Which lines below hold the word "somewhere"? Copy all of them.

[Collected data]

++++

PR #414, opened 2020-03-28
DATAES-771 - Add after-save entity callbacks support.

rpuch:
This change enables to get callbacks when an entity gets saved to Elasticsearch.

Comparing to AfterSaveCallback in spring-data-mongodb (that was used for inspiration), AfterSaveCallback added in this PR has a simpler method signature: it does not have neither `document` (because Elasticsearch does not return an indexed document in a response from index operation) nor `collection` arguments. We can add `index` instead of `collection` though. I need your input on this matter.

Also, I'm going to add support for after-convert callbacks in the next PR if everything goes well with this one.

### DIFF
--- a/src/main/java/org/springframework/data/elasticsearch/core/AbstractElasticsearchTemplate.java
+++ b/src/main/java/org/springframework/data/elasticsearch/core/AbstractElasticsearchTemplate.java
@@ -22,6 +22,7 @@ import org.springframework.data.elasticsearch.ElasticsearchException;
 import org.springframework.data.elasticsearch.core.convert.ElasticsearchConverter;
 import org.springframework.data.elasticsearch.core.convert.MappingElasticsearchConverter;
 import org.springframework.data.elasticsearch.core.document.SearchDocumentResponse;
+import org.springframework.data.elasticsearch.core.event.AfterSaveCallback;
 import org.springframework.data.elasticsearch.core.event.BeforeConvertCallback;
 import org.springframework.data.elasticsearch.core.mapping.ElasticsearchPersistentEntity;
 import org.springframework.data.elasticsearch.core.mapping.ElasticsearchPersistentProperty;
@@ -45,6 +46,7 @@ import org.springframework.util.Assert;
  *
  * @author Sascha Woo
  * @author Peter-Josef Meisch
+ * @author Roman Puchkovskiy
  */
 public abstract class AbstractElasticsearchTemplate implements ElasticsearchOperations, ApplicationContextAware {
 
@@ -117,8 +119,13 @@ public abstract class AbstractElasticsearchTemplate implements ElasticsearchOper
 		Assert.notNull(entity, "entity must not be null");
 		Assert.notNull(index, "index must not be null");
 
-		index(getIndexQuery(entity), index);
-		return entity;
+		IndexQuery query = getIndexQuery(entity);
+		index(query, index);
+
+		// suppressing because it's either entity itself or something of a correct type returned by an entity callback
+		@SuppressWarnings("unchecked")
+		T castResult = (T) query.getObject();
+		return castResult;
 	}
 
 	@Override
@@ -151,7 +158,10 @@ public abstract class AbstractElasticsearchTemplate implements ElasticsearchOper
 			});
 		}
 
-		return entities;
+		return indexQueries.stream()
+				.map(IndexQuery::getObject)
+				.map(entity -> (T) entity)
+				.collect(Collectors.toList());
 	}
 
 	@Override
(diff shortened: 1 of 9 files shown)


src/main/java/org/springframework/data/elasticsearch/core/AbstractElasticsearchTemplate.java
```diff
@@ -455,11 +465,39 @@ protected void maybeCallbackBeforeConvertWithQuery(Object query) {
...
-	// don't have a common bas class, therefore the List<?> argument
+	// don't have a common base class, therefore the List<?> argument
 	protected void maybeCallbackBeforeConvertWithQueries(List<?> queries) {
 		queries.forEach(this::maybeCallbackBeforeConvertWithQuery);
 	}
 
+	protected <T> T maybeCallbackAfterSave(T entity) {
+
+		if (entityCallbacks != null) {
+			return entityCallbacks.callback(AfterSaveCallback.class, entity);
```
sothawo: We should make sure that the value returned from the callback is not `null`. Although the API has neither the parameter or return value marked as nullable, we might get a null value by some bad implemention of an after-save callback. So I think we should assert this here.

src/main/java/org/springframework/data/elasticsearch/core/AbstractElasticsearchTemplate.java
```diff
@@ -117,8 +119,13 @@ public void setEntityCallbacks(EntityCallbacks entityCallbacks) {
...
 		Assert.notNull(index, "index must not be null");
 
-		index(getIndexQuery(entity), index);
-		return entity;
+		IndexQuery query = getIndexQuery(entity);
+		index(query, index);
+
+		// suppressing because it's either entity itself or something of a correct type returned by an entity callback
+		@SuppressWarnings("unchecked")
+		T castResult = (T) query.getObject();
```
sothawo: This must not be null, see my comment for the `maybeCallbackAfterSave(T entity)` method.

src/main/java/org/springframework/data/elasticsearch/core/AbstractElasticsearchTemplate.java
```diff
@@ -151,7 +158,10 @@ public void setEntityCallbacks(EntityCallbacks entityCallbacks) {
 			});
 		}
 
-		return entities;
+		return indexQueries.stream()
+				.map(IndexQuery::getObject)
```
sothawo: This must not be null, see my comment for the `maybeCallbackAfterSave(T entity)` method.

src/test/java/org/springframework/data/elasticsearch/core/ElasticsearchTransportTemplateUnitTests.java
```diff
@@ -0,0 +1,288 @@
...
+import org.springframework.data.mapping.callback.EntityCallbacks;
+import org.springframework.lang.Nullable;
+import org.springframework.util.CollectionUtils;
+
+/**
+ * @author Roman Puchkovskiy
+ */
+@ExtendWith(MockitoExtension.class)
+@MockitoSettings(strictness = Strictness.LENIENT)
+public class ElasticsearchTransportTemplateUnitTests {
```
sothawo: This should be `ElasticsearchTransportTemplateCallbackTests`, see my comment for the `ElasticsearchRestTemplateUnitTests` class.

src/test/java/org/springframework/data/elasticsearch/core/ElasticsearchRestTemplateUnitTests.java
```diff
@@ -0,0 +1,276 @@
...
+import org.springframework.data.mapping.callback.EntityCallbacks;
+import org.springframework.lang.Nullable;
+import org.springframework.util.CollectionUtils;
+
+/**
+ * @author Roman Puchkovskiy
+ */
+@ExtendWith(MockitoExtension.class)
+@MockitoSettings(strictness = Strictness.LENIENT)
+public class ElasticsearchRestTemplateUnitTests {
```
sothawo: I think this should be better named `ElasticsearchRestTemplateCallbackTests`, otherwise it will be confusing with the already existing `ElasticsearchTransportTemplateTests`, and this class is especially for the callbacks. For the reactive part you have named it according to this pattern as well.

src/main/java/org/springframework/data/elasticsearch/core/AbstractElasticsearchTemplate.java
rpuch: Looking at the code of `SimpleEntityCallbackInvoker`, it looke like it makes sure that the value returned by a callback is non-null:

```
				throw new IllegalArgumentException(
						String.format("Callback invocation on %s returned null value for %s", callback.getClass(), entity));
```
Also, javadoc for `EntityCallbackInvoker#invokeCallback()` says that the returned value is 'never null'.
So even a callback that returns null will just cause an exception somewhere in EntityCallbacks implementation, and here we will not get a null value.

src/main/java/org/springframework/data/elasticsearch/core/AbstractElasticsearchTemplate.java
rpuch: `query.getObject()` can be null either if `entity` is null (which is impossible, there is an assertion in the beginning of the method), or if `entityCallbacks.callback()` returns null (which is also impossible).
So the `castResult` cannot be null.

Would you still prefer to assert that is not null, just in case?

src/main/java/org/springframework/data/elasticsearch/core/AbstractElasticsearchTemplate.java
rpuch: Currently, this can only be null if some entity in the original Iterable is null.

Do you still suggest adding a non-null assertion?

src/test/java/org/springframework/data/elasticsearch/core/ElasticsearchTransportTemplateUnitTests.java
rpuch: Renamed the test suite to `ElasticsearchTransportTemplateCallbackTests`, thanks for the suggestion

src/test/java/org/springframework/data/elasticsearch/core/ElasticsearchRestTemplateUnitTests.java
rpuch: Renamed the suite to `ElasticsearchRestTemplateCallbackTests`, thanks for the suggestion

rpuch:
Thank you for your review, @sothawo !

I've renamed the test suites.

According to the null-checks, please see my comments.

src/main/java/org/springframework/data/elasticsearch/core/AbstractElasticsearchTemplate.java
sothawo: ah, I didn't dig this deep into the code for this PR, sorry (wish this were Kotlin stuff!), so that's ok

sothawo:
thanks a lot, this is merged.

++++

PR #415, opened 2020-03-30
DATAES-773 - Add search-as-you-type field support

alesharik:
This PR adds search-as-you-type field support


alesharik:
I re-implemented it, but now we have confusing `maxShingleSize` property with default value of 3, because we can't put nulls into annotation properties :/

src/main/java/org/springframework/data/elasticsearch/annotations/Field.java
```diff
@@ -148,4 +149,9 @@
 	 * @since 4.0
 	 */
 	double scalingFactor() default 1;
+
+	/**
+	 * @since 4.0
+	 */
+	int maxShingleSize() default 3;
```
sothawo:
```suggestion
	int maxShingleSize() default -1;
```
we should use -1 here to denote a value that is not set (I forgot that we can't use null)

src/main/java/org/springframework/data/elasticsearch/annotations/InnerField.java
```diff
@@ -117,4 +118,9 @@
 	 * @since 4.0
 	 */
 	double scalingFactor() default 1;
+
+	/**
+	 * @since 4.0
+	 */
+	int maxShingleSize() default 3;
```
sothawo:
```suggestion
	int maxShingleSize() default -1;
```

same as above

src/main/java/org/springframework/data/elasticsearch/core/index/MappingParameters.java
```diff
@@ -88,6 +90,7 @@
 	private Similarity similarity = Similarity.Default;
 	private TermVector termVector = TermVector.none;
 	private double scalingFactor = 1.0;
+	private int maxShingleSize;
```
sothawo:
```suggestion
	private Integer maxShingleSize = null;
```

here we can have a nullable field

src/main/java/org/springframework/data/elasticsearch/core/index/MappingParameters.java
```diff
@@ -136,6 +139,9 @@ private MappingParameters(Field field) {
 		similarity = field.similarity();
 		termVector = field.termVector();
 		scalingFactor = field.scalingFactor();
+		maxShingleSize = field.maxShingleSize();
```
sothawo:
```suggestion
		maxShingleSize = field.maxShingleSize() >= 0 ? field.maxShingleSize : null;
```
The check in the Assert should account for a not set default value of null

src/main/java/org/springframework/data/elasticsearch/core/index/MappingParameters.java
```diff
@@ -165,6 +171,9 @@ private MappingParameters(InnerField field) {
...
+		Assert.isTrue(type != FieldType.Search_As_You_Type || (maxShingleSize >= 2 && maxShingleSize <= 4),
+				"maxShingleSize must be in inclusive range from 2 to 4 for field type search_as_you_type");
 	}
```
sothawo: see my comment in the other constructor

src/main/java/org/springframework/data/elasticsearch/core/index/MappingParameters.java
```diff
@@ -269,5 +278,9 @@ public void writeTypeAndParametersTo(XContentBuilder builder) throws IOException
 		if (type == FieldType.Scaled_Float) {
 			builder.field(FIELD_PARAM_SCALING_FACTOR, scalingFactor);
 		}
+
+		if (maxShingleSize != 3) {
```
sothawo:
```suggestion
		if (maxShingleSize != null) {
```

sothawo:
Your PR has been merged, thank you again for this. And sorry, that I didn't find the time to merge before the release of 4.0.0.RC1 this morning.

++++

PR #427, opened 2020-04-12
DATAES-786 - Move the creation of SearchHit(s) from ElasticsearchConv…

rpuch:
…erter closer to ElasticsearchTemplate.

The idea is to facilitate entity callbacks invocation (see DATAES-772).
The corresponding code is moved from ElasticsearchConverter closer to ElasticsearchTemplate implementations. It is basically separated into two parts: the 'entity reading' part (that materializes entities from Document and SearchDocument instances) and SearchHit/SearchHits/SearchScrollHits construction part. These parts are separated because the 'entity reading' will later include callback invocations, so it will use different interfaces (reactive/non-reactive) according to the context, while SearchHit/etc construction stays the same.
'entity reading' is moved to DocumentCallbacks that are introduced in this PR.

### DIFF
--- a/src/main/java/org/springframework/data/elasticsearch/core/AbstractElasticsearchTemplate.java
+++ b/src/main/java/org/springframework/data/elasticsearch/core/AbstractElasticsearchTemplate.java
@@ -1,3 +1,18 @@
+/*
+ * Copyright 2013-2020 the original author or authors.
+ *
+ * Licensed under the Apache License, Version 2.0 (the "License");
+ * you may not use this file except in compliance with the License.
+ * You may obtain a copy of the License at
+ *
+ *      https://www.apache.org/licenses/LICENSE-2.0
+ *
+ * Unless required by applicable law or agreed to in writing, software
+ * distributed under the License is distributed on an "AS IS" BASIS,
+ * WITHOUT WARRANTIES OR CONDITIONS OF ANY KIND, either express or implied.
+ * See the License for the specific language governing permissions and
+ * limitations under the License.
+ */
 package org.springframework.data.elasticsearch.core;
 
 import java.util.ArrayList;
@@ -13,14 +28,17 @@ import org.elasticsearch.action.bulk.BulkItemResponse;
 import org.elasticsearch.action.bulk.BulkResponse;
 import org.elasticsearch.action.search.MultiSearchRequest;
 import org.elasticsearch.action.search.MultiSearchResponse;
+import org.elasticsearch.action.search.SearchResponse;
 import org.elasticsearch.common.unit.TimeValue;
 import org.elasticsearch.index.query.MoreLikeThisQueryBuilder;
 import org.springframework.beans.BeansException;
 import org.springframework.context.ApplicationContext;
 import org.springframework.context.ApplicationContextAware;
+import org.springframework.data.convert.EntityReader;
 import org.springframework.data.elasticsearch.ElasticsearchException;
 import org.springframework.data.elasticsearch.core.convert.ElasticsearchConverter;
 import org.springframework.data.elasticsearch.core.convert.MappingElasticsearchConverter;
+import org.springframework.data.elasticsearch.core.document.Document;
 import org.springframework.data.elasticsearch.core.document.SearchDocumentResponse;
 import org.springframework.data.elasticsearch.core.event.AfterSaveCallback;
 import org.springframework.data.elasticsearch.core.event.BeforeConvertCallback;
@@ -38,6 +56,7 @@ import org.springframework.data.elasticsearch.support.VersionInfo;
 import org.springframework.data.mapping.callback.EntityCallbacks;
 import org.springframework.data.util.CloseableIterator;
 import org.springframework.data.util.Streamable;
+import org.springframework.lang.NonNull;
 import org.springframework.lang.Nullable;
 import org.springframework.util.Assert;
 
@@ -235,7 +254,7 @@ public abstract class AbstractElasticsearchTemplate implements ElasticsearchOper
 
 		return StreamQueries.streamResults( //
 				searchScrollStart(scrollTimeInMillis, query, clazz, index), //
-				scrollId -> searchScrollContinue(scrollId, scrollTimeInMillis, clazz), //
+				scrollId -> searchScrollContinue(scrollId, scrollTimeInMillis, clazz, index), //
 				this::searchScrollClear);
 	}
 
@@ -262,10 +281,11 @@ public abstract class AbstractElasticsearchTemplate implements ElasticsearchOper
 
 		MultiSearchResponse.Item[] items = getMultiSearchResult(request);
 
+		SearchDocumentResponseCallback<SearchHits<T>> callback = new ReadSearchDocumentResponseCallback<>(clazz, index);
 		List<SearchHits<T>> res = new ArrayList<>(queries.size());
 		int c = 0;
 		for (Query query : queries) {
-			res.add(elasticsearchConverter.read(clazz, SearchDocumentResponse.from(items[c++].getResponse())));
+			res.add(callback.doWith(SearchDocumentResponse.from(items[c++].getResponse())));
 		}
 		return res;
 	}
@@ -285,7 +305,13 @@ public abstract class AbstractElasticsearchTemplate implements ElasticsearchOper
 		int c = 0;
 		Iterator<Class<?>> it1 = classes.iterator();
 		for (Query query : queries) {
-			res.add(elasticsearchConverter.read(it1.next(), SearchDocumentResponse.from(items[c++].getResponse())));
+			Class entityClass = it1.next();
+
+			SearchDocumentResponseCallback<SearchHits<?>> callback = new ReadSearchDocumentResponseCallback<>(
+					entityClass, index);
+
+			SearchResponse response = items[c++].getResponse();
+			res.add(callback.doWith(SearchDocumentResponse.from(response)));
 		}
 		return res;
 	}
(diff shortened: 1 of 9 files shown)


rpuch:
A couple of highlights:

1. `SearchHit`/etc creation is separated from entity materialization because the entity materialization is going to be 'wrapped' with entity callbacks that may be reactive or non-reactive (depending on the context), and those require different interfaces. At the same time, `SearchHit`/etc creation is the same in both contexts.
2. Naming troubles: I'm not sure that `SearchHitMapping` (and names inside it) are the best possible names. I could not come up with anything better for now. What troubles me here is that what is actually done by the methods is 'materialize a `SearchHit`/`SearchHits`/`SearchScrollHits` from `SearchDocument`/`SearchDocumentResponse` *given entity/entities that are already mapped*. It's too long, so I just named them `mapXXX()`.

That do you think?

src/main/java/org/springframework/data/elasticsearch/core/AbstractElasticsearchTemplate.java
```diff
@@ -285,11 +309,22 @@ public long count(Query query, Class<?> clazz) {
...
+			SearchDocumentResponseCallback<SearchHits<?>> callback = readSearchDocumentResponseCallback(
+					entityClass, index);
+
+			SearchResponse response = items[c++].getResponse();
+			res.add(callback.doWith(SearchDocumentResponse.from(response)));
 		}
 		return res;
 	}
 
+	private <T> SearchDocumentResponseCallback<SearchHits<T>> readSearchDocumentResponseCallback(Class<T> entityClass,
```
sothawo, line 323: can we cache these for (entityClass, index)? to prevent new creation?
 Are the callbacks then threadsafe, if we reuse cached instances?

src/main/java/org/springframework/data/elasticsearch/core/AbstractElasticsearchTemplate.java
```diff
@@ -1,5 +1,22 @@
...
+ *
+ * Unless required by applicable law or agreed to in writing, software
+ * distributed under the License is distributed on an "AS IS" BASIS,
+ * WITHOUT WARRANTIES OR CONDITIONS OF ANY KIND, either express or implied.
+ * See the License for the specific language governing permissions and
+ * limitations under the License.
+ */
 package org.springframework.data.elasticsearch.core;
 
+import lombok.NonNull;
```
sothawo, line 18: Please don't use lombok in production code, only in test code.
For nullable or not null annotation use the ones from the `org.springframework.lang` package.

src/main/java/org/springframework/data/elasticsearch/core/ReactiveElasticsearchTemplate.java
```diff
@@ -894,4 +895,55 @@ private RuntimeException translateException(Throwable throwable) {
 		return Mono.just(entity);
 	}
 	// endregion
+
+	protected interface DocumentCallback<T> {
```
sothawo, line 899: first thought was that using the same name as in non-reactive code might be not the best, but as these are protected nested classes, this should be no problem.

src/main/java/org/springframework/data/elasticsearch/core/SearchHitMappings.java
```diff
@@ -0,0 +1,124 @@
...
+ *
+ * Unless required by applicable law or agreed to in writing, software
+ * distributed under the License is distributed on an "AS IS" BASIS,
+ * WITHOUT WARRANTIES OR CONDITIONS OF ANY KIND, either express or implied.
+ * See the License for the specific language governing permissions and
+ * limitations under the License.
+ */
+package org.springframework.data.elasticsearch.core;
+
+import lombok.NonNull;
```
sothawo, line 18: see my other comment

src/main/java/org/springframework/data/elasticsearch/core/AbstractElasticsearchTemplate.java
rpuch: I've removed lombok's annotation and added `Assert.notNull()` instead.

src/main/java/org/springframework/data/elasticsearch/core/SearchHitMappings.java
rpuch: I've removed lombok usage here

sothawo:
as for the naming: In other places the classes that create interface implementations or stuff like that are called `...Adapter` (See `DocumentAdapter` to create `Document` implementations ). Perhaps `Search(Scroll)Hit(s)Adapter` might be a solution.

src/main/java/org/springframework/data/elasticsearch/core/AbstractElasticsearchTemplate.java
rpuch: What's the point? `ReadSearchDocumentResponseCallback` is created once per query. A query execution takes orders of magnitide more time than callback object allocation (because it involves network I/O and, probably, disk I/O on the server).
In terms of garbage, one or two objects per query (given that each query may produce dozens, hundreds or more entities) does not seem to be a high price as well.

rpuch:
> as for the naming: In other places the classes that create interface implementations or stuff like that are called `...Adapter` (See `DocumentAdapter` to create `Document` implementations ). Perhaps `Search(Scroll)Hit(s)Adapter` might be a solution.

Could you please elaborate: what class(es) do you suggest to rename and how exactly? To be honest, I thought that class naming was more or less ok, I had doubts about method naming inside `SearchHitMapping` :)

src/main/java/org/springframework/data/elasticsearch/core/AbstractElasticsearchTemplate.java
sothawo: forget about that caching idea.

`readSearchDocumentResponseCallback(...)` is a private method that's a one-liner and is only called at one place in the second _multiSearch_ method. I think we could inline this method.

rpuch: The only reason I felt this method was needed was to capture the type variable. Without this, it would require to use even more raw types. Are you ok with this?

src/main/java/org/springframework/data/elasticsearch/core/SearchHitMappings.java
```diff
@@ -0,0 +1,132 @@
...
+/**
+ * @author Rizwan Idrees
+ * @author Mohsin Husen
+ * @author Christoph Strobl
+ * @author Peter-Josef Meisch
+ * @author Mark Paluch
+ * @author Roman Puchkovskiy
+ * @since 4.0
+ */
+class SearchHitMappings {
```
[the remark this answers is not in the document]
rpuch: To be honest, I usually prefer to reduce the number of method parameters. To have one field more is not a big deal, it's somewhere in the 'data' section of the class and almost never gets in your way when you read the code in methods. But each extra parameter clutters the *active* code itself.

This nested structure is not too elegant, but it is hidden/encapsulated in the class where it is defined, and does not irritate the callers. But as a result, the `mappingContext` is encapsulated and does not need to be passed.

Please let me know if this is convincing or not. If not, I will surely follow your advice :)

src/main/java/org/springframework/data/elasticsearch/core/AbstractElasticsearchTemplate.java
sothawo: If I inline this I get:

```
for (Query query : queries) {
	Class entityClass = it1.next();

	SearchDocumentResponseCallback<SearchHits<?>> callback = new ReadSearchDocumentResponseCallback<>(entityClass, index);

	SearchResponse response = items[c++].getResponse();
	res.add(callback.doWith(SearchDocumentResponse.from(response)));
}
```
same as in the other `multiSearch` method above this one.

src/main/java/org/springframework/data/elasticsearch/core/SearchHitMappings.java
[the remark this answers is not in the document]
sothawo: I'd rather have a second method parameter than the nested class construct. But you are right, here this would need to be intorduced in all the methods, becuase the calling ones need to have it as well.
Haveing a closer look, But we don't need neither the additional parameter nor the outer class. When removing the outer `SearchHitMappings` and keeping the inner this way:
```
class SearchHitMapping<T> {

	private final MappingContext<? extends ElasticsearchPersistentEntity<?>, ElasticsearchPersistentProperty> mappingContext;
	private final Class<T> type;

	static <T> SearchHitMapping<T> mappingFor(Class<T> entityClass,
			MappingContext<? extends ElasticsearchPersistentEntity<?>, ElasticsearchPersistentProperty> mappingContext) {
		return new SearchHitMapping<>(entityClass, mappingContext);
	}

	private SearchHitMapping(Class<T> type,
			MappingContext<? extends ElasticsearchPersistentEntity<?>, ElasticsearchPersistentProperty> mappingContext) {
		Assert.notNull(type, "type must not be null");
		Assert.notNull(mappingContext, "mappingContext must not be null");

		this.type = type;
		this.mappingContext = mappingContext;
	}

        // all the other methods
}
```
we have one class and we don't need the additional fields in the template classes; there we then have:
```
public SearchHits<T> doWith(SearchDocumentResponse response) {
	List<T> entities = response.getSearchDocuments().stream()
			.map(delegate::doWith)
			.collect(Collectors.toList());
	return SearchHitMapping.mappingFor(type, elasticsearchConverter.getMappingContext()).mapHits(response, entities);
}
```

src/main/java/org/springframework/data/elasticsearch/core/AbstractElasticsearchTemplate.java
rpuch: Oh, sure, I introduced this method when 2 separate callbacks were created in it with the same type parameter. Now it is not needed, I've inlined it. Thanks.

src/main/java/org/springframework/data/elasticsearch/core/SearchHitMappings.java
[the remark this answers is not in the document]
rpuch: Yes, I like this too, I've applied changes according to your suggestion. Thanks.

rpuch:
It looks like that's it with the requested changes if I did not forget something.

++++

■ Answer space:
So even a callback that returns null will just cause an exception somewhere in EntityCallbacks implementation, and here we will not get a null value.
rpuch: To be honest, I usually prefer to reduce the number of method parameters. To have one field more is not a big deal, it's somewhere in the 'data' section of the class and almost never gets in your way when you read the code in methods. But each extra parameter clutters the *active* code itself.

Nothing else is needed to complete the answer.